◆ **ACTION ITEM**:
Search term "displayed": copy each line of the records that contains it.

◆ **EXTRACTED DATA**:
_ _ _ _ _
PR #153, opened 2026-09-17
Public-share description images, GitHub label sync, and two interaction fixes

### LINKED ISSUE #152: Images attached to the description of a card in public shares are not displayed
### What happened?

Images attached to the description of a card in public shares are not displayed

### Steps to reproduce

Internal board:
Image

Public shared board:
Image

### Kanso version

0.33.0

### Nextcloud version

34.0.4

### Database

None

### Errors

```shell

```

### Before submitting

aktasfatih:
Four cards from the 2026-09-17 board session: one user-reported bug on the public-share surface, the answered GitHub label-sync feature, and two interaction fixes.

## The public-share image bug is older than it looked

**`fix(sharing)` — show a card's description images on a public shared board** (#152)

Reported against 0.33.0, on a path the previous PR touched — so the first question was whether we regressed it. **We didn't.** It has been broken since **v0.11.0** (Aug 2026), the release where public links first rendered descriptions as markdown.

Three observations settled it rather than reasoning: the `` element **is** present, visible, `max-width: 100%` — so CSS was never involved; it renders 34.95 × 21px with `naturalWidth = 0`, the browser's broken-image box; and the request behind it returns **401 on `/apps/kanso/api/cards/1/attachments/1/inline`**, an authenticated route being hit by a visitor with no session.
_ _ _ _ _
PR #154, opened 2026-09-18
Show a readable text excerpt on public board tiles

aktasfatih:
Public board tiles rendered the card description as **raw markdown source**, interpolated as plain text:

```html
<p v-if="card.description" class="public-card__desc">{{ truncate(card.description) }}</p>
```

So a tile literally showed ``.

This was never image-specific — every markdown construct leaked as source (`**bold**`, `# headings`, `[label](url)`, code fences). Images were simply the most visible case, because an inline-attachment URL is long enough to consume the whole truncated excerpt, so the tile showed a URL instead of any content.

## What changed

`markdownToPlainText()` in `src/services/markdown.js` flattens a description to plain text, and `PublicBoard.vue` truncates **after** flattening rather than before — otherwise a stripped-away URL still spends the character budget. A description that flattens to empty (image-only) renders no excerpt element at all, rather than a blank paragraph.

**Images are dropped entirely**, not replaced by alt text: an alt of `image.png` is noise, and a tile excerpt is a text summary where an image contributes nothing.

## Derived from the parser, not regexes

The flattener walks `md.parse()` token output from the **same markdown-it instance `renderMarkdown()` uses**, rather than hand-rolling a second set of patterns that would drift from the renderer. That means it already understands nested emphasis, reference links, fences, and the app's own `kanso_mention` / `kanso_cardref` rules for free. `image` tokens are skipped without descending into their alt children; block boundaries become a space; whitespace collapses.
_ _ _ _ _
◆ **PROBLEM SOLUTION**:
### LINKED ISSUE #152: Images attached to the description of a card in public shares are not displayed
Images attached to the description of a card in public shares are not displayed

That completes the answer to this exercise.